Desmodes sorrise. "Non sei brava in questo gioco. Se non collabori la regina potrebbe considerarti inutile. E una strega inutile vive poco."
Almeno è chiaro quando minaccia, si disse Joyce. "Voglio vedere il principe non appena sarà possibile."
"Lo vedrai quando lo riterremo necessario e vantaggioso per noi" rispose Desmodes. "Non prima."
Joyce trasse un profondo sospiro.
Quando entrò nella stanza Desmodes le chiuse la porta alle spalle e stavolta sentì la serratura scattare due volte.
Joyce andò al letto e vi si sedette. Non poteva fare molto altro, ma se Falcandro avesse trovato quel libro, almeno avrebbero avuto qualcosa da cui iniziare.
L'erudito non era sembrato molto impressionato dai colossi. Forse non le credeva o non la riteneva affidabile.
Poco male, pensò Joyce. Quando lo schiacceranno nella sua cella sotterranea, si convincerà che non stavo esagerando. Ma se schiacceranno lui, schiacceranno anche Bardhian e me.
E questo non doveva accadere.
Vyncent le aveva affidato il compito di portare il principe al sicuro da Joane, sua madre, e lei lo avrebbe fatto.
Riuscì a dormire poche ore e al mattino si sentiva più stanca di prima. Si era già alzata quando Desmodes venne a prelevarla.
"Preparati. La regina vuole che tu sia presente alla riunione."
Riunione? Si chiese Joyce. Non si è parlato di nessuna riunione ieri.
"Non fare quella faccia. I vassalli di Orfar stanno arrivando a poco alla volta."
Vassalli, si disse Joyce.
"Fai un bagno. La regina odia tutti gli odori sgradevoli" le ordinò Desmodes.
Joyce tornò ai bagni con le ancelle e ripeté i gesti del giorno prima. Almeno adesso era molto più pulita di prima. A Malinor il bagno le era concesso una volta ogni due o tre giorni, sempre che Elvana non volesse punirla.

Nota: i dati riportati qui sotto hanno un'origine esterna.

PR #347, opened 2016-04-11
Zanata-translation-changes 2016.04.11

mbiarnes:


manstis:
@mbiarnes Hi.. just want to check you're OK with the license headers being removed (knowing the pain you've gone through to get them corrected).

ederign:
@mbiarnes could you please take a look on this?

mbiarnes:
@manstis: yes - of course - if this is not needed in this files we should get rid of them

Le mancava la strega fantasma, anche se le aveva reso la vita dura per tutto il tempo in cui l'aveva addestrata.
Almeno ho imparato a usare lo scudo in maniera decente, si disse soddisfatta. E so colpire un uccellino con un dardo magico. Ma di quello andava meno fiera.
Ricordava ancora il corpo maciullato della povera creatura.

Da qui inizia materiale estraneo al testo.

PR #349, opened 2016-04-13
fix some exceptions and exception messages (mostly adding messages)

zkrejcov:
See also:
https://github.com/droolsjbpm/drools-wb/pull/162
https://github.com/droolsjbpm/kie-uberfire-extensions/pull/26

### DIFF
--- a/uberfire-backend/uberfire-backend-server/src/main/java/org/uberfire/backend/server/security/JAASAuthenticationService.java
+++ b/uberfire-backend/uberfire-backend-server/src/main/java/org/uberfire/backend/server/security/JAASAuthenticationService.java
@@ -77,7 +77,7 @@ public class JAASAuthenticationService extends GroupAdapterAuthorizationSource i
 
             return user;
         } catch ( final LoginException ex ) {
-            throw new FailedAuthenticationException();
+            throw new FailedAuthenticationException("Failed to authenticate user " + username, ex);
         }
     }
 
--- a/uberfire-nio2-backport/uberfire-nio2-api/src/main/java/org/uberfire/java/nio/file/Files.java
+++ b/uberfire-nio2-backport/uberfire-nio2-api/src/main/java/org/uberfire/java/nio/file/Files.java
@@ -1091,13 +1091,13 @@ public final class Files {
             }
             return result;
         } catch ( java.io.IOException ex ) {
-            throw new IOException( ex );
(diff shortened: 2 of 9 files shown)


manstis:
@porcelli Could you please review?

jhrcek:
Just a comment about these "exception message adding" commits to raise the awareness of the general problem we're sometimes facing.

Given that error handling in many backend service calls consists of only displaying the exception message in modal dialog (typical example is [here](https://github.com/droolsjbpm/jbpm-console-ng/blob/master/jbpm-console-ng-human-tasks/jbpm-console-ng-human-tasks-client/src/main/java/org/jbpm/console/ng/ht/client/editors/tasklogs/TaskLogsPresenter.java#L98) or using [DefaultErrorCallback](https://github.com/uberfire/uberfire-extensions/blob/master/uberfire-widgets/uberfire-widgets-commons/src/main/java/org/uberfire/ext/widgets/common/client/callbacks/DefaultErrorCallback.java) it is very important to use informative error messages to avoid situation when modal with message like "NullPointerException: null" is displayed and the exception (and stacktrace) is otherwise lost. This leads to difficulties when steps to reproduce the failure are not clear.

@porcelli @manstis Shoudln't we for example improve the DefaultErrorCallback so that the stacktrace is logged to browser javascript console or something so that we're not loosing valuable failure information? Or are there some other options  to handle this that I'm not aware of?

manstis:
@jhrcek I'm not sure what value the callstack is in JS without "source maps" enabled (which is disabled in builds other than for SuperDevMode, i.e. development). I fear a callstack would be a hard-to-read string of obfuscated method calls. @csadilek Do you have any experience of this?

zkrejcov:
@jhrcek +1 to informative exception messages, definitely. Actually to proper exception handling in general.. ;)

csadilek:
@manstis @jhrcek If I understand the question correctly, symbol obfuscation isn't an issue here as this is about server-side exceptions (and details) getting serialized to the client. However, I would decide against this as you don't want to leak that level of server-side internals to the client. IMO, it's sufficient to provide a meaningful error message to the user and, at the same time, log the details (i.e. the stack trace) on the server. //cc @porcelli @zkrejcov

manstis:
+1 to merge.

porcelli:
just a comment, most of NIO2 backport should be removed as we're already on Java 8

Dopo il bagno e la vestizione, Desmodes la scortò in una sala che non aveva mai visto. Era più ampia delle altre ma spoglia. Le pareti erano di pietra rossa dall'aspetto antico e consumato. Al centro vi era un tavolo circolare e in fondo un baldacchino coperto di ampi cuscini sui quali era adagiata la regina Skeli.
Suo figlio Kymenos sedeva su uno scranno al suo fianco, lo sguardo basso e la testa incassata nelle spalle.
Joyce si chiese se alzasse mai gli occhi.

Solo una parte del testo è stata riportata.